1 (12oz)can skim evaporated milk
1 cup egg beaters
2 tablespoons vanilla
1 heaping teaspoon cinnamon (or adjusted to taste)
1 loaf (about 20oz) day old white bread 
fresh berries of your liking 
fat free whipped cream or fat free cool whip


 Heat griddle
In a bowl with hand mixer beat milk and egg beaters until VERY frothy, add vanilla and beat well. Add cinnamon and beat well.
 Spray griddle with butter flavored cooking spray and cook as you would regular french toast.
Serve with fresh berries and whipped cream.ENJOY!!!


----------



## Sandyj (Aug 16, 2005)

Hi VickiQ,
I think I might try this out on my finicky eater - a 16 year old!

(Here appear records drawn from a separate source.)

PR #2101, opened 2020-11-27
SOLR-15016 Replica placement plugins should use container plugins API / configs

sigram:
See Jira for more details.


sigram:
This branch includes changes in branch `jira/solr-15004`.

solr/core/src/java/org/apache/solr/core/CoreContainer.java
```diff
@@ -896,6 +900,9 @@ public void load() {
       containerHandlers.getApiBag().registerObject(containerPluginsApi.readAPI);
       containerHandlers.getApiBag().registerObject(containerPluginsApi.editAPI);
 
+      // get the placement plugin
```
murblanc, line 902: I'd rather comment "get the placement plugin **factory**"
And possibly specify what's the plugin factory lifecycle wrt configuration? Now that everything is a bit more implicit than it previously was, I don't get (yet...) when exactly the configuration is passed. I believe comments related to this would be useful.

solr/core/src/java/org/apache/solr/cluster/placement/PlacementPluginFactory.java
```diff
@@ -18,14 +18,22 @@
...
 
 /**
- * Factory implemented by client code and configured in {@code solr.xml} allowing the creation of instances of
+ * Factory implemented by client code and configured in container plugins allowing the creation of instances of
  * {@link PlacementPlugin} to be used for replica placement computation.
+ * <p>Note: configurable factory implementations should also implement
+ * {@link org.apache.solr.api.ConfigurablePlugin} with the appropriate configuration
+ * bean type.</p>
  */
 public interface PlacementPluginFactory {
```
murblanc, line 27: Shouldn't this interface extend `ConfigurablePlugin<T extends MapWriter>` so that concrete config classes such as `AffinityPlacementFactory` do not have to implement multiple interfaces?

murblanc: That would force every placement plugin to be configurable though I guess...

solr/core/src/java/org/apache/solr/core/CoreContainer.java
```diff
@@ -257,6 +260,7 @@ public CoreLoadFailure(CoreDescriptor cd, Exception loadFailure) {
 
   // initially these are the same to collect the plugin-based listeners during init
   private ClusterEventProducer clusterEventProducer;
+  private PlacementPluginFactory placementPluginFactory;
```
murblanc, line 262: I believe we have a synchronization issue here on access to that variable. It is not `final` nor `volatile`, access is not synchronized but it is accessed from multiple threads (the command execution Overseer threads calling `getPlacementPluginFactory()`).

sigram: Since we always use `DelegatingPlacementPluginFactory` I'm going to create a final instance of this wrapper - and then it will be initialized once the plugins registry is ready.

solr/core/src/java/org/apache/solr/cloud/api/collections/AddReplicaCmd.java
```diff
@@ -144,7 +140,8 @@ public void call(ClusterState state, ZkNodeProps message, @SuppressWarnings({"ra
       }
     }
 
-    List<CreateReplica> createReplicas = buildReplicaPositions(ocmh.cloudManager, clusterState, collectionName, message, replicaTypesVsCount)
+    List<CreateReplica> createReplicas = buildReplicaPositions(ocmh.cloudManager, clusterState, collectionName, message, replicaTypesVsCount,
+        ocmh.overseer.getCoreContainer().getPlacementPluginFactory().createPluginInstance())
```
murblanc, line 144: Unclear to me: what happens here when placement plugins are not configured and we use for example the legacy assign strategy?

murblanc: Ok, I see that's how we tell which one is configured by this value being `null`... Can't say I really like it, but at least it should be commented (here and in `PlacementPluginFactory` as well?).

sigram: The plugin is null and `Assign.createAssignStrategy` provides a `LegacyAssignStrategy`.

solr/core/src/java/org/apache/solr/api/ContainerPluginsRegistry.java
```diff
@@ -239,8 +238,7 @@ private static String getActualPath(ApiInfo apiInfo, String path) {
 
   @SuppressWarnings({"rawtypes", "unchecked"})
   private static  Map<String, String> getTemplateVars(PluginMeta pluginMeta) {
-    Map result = makeMap("plugin-name", pluginMeta.name, "path-prefix", pluginMeta.pathPrefix);
-    return result;
+    return (Map) makeMap("plugin-name", pluginMeta.name, "path-prefix", pluginMeta.pathPrefix);
```
murblanc, line 241: Should replace the call to `makeMap` by `Map.of(...)`. This allows removing the cast and removing the `@SuppressWarnings`.

solr/core/src/java/org/apache/solr/api/ContainerPluginsRegistry.java
```diff
@@ -422,7 +421,10 @@ public static Class getConfigClass(ConfigurablePlugin<?> o) {
       for (Type type : interfaces) {
         if (type instanceof ParameterizedType) {
           ParameterizedType parameterizedType = (ParameterizedType) type;
-          if (parameterizedType.getRawType() == ConfigurablePlugin.class) {
+          Type rawType = parameterizedType.getRawType();
+          if (rawType == ConfigurablePlugin.class ||
```
murblanc, line 425: Is it worth keeping `rawType == ConfigurablePlugin.class` in the if condition? It's covered by the second operand of the OR.

solr/core/src/java/org/apache/solr/cluster/placement/PlacementPluginFactory.java
```diff
@@ -17,15 +17,37 @@
...
+   */
+  String PLUGIN_NAME = ".placement-plugin";
+
+  /**
+   * Returns an instance of the plugin that will be repeatedly (and concurrently) called to compute placement. Multiple
    * instances of a plugin can be used in parallel (for example if configuration has to change, but plugin instances with
    * the previous configuration are still being used).
    */
-  PlacementPlugin createPluginInstance(PlacementPluginConfig config);
+  PlacementPlugin createPluginInstance();
```
murblanc, line 40: See previous comment in [AddReplicaCmd](https://github.com/apache/lucene-solr/pull/2101/files#diff-9190d76945a6b15eee98e2a3725de99d342c635b87cec2992cc2a443c247e3e7R144).
A comment should be added here saying that when this returns null it means legacy assign strategy.

solr/core/src/java/org/apache/solr/api/ContainerPluginsRegistry.java
sigram: Right, I wrestled with this expressions to make it work and forgot to simplify.

solr/core/src/java/org/apache/solr/cluster/events/impl/CollectionsRepairEventListener.java
```diff
@@ -76,10 +78,12 @@
   private int waitForSecond = DEFAULT_WAIT_FOR_SEC;
 
   private ScheduledThreadPoolExecutor waitForExecutor;
+  private PlacementPluginFactory<? extends MapWriter> placementPluginFactory;
```
murblanc, line 81: Should this rather be `<? extends PlacementPluginConfig>`?

sigram: Yes.

solr/core/src/java/org/apache/solr/core/CoreContainer.java
```diff
@@ -2180,6 +2188,10 @@ public ClusterEventProducer getClusterEventProducer() {
     return clusterEventProducer;
   }
 
+  public PlacementPluginFactory<? extends MapWriter> getPlacementPluginFactory() {
```
murblanc, line 2191: Shouldn't this be `<? extends PlacementPluginConfig>`?

solr/core/src/test/org/apache/solr/cluster/placement/impl/PlacementPluginIntegrationTest.java
```diff
@@ -109,4 +132,108 @@ public void testMinimizeCores() throws Exception {
     assertEquals("min cores too low", 1, minCores);
   }
 
+  @Test
+  @SuppressWarnings("unchecked")
+  public void testDynamicReconfiguration() throws Exception {
+    PlacementPluginFactory<? extends MapWriter> pluginFactory = cc.getPlacementPluginFactory();
```
murblanc, line 138: `<? extends PlacementPluginConfig>`?

solr/core/src/test/org/apache/solr/cluster/placement/impl/PlacementPluginIntegrationTest.java
```diff
@@ -109,4 +132,108 @@ public void testMinimizeCores() throws Exception {
...
+        .forceV2(true)
+        .POST()
+        .withPayload(singletonMap("add", plugin))
+        .build();
+    req.process(cluster.getSolrClient());
+
+    version = waitForVersionChange(version, wrapper, 10);
+
+    assertTrue("wrong version " + version, version > 0);
+    PlacementPluginFactory<? extends MapWriter> factory = wrapper.getDelegate();
```
murblanc, line 158: <? extends PlacementPluginConfig>?

sigram: Gah .. well-spotted all these. I'll fix them later today.

solr/core/src/java/org/apache/solr/cluster/events/ClusterEventProducer.java
```diff
@@ -26,7 +26,7 @@
 public interface ClusterEventProducer extends ClusterSingleton, Closeable {
 
   /** Unique name for the registration of a plugin-based implementation. */
-  String PLUGIN_NAME = "cluster-event-producer";
+  String PLUGIN_NAME = ".cluster-event-producer";
```
murblanc, line 29: I don't understand why "." was added, therefore I suggest adding a comment explaining it.

solr/core/src/java/org/apache/solr/cluster/events/impl/ClusterEventProducerFactory.java
```diff
@@ -128,13 +128,17 @@ public void added(ContainerPluginsRegistry.ApiInfo plugin) {
...
         } else if (instance instanceof ClusterEventProducer) {
-          // replace the existing impl
-          if (cc.getClusterEventProducer() instanceof DelegatingClusterEventProducer) {
-            ((DelegatingClusterEventProducer) cc.getClusterEventProducer())
-                .setDelegate((ClusterEventProducer) instance);
+          if (ClusterEventProducer.PLUGIN_NAME.equals(plugin.getInfo().name)) {
+            // replace the existing impl
+            if (cc.getClusterEventProducer() instanceof DelegatingClusterEventProducer) {
+              ((DelegatingClusterEventProducer) cc.getClusterEventProducer())
+                  .setDelegate((ClusterEventProducer) instance);
```
murblanc, line 135: It seems we still have synchronization issues on access to `DelegatingClusterEventProducer.delegate`, right? Might not be on this PR though (and I might have it wrong because I don't fully understand this plugin and events architecture) but in `DelegatingClusterEventProducer` I see non sync access to `delegate` and I wonder...

solr/core/src/java/org/apache/solr/cluster/events/impl/ClusterEventProducerFactory.java
```diff
@@ -149,21 +153,25 @@ public void deleted(ContainerPluginsRegistry.ApiInfo plugin) {
           ClusterEventListener listener = (ClusterEventListener) instance;
           clusterEventProducer.unregisterListener(listener);
         } else if (instance instanceof ClusterEventProducer) {
-          // replace the existing impl with NoOp
-          if (cc.getClusterEventProducer() instanceof DelegatingClusterEventProducer) {
-            ((DelegatingClusterEventProducer) cc.getClusterEventProducer())
-                .setDelegate(new NoOpProducer(cc));
+          if (ClusterEventProducer.PLUGIN_NAME.equals(plugin.getInfo().name)) {
```
murblanc, line 156: There's quite some duplication between this listener method (`deleted`) and method `added` above. Likely could use some factoring out (and maybe slight rework of the logs to differentiate adding and deleting?).

solr/core/src/java/org/apache/solr/cluster/events/ClusterEventProducer.java
sigram: There was a Slack discussion on the naming scheme for pre-defined plugins (on #solr-plugins) and the overall sentiment was to use a dot prefix for such names. It's a convention not a requirement - and it will be documented in SOLR-15022.

solr/core/src/java/org/apache/solr/cluster/events/impl/ClusterEventProducerFactory.java
sigram: I debated whether to do it in this PR or separately... strictly speaking it's not a part of this PR, but I refactored a similar pattern in a listener that belongs to this PR ... so maybe I'll do it here :)

solr/core/src/java/org/apache/solr/cluster/placement/PlacementPluginFactory.java
```diff
@@ -17,15 +17,39 @@
 
 package org.apache.solr.cluster.placement;
 
+import org.apache.solr.api.ConfigurablePlugin;
+
 /**
- * Factory implemented by client code and configured in {@code solr.xml} allowing the creation of instances of
+ * Factory implemented by client code and configured in container plugins allowing the creation of instances of
```
murblanc, line 23: Can we add a reference to how "container plugins" are configured? Not obvious for me and I guess I'm likely not the only one...

murblanc: (referencing the Affinity class and its configuration would likely be good enough here)

solr/core/src/java/org/apache/solr/cluster/placement/impl/PlacementPluginFactoryLoader.java
```diff
@@ -0,0 +1,80 @@
...
+    }
+    ContainerPluginsRegistry.PluginRegistryListener pluginListener = new ContainerPluginsRegistry.PluginRegistryListener() {
+      @Override
+      public void added(ContainerPluginsRegistry.ApiInfo plugin) {
+        if (plugin == null || plugin.getInstance() == null) {
+          return;
+        }
+        Object instance = plugin.getInstance();
+        if (instance instanceof PlacementPluginFactory) {
+          setDelegate(plugin.getInfo(), instance);
```
murblanc, line 49: 1/3: maybe we should cast the second parameter `instance` to `PlacementPluginFactory` here.

solr/core/src/java/org/apache/solr/cluster/placement/impl/PlacementPluginFactoryLoader.java
```diff
@@ -0,0 +1,80 @@
...
+          setDelegate(plugin.getInfo(), null);
+        }
+      }
+
+      @Override
+      public void modified(ContainerPluginsRegistry.ApiInfo old, ContainerPluginsRegistry.ApiInfo replacement) {
+        added(replacement);
+      }
+
+      private void setDelegate(PluginMeta pluginMeta, Object instance) {
```
murblanc, line 69: 2/3: change the signature of this method so that `instance` is a `PlacementPluginFactory`.

solr/core/src/java/org/apache/solr/cluster/placement/impl/PlacementPluginFactoryLoader.java
```diff
@@ -0,0 +1,80 @@
...
+        if (PlacementPluginFactory.PLUGIN_NAME.equals(pluginMeta.name)) {
+          pluginFactory.setDelegate((PlacementPluginFactory<? extends PlacementPluginConfig>) instance);
```
murblanc, line 71: 3/3: remove the cast here, `instance` would be of the expected type.

solr/core/src/java/org/apache/solr/cluster/placement/plugins/MinimizeCoresPlacementFactory.java
```diff
@@ -40,13 +40,23 @@
...
+public class MinimizeCoresPlacementFactory implements PlacementPluginFactory<PlacementPluginFactory.NoConfig> {
 
   @Override
-  public PlacementPlugin createPluginInstance(PlacementPluginConfig config) {
+  public PlacementPlugin createPluginInstance() {
     return new MinimizeCoresPlacementPlugin();
   }
 
+  @Override
+  public void configure(NoConfig cfg) {
```
murblanc, line 51: Maybe `configure()` in `ConfigurablePlugin<T extends MapWriter>` should have a default empty implementation so we don't have to repeat it (here, in `DelegatingPlacementPluginFactory` and `RandomPlacementFactory`).

solr/core/src/java/org/apache/solr/cluster/placement/plugins/MinimizeCoresPlacementFactory.java
```diff
@@ -40,13 +40,23 @@
...
+    // no-op
+  }
+
+  @Override
+  public NoConfig getConfig() {
```
murblanc, line 56: Maybe similarly here, `PlacementPluginFactory` should provide a default implementation returning `NoConfig.INSTANCE` given that out of 4 implementations of the interface, only one returns something else (`AffinityPlacementFactory`).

She loves making french toast. Thanks, Sandyj


----------



## kyles (Aug 16, 2005)

That sounds gorgeous, what is egg beaters? I'm in the UK, is it like dried egg whites or an egg substitute?? Enquiring, french toast loving minds need to know!!!


----------



## VickiQ (Aug 16, 2005)

*I hope she enjoys it!!!*

My 18 year old vegatarian loves this and she is not easy to please either!!I guess I should be greatful- her brothers had enormous appetites!!! 
love and energy, Vicki


----------



## VickiQ (Aug 16, 2005)

*(((Kyles))))*

Sorry about that- egg beaters a brand name for  egg substitute here in the US. I have also used egg whites, but like the richer color of the egg substitute.
love and energy, Vicki


----------



## kyles (Aug 16, 2005)

I shall investigate the supermarkets and health food store and see how I get on!!!


----------



## Claire (Aug 18, 2005)

I also use "scramblers".  In many places I've lived, you can only get "Beaters" in 4-egg portions, and "Scramblers" come in 2-egg portions.  Since there are two of us in the household, I try to keep both on hand.  

Oh, and don't forget REAL maple syrup.  Lots of flavor per ounce for adults who don't have incredible sweet teeth.


----------



## purrfectlydevine (Aug 18, 2005)

If you can't find Egg Beaters perhaps you could crack a whole egg into a one cup measure and add egg whites to fill the cup.  If it still looks a little pale there's always food coloring.


----------



## bluespanishsky (Aug 19, 2005)

This looks great! French toast is one of my favorite breakfasts!  I'm always looking for new ways to make it low fat...I'll have to try it your way.

I used to use egg substitutes/egg beaters and non-fat milk and it just didn't turn out as well.  Now I've been using real eggs and non-fat milk.

I'll definitely try your way...thanks for posting it!


----------



## IJawaid (Aug 19, 2005)

I tried your recipe. It is very tasty. 
Thanks

imrana jawaid


----------



## VickiQ (Aug 19, 2005)

So glad you enjoyed it- I substitute skim evap milk in alot of my recipes that called for a lot of butter and whole milk and it really is rich enough that my family doesn't miss the full fat varieties.-love and energy, Vicki


----------



## htc (Aug 19, 2005)

Vicki, I love LF french toast. I don't taste the difference from using egg whites/beaters vs whole eggs. In mine, I notice a big difference because I use whole wheat bread. Family still loves it.


----------



## Chief Longwind Of The North (Aug 19, 2005)

Nutmeg is also a great flavor in french toast.  But you really don't want to know how I make french toast so I'm not puuting it here.  I may put it in another topic though, 'cause it's very tasty.

But try the nutmeg with the cinamin and vanilla, especially if you like egg nog.  And you can make that with soy-milk, egg substitute, vanilla, nutmeg, and sweetener.  Verry tasty. 

By the way, thanks for the recipe.

Seeeeeya; Goodweed of the North


----------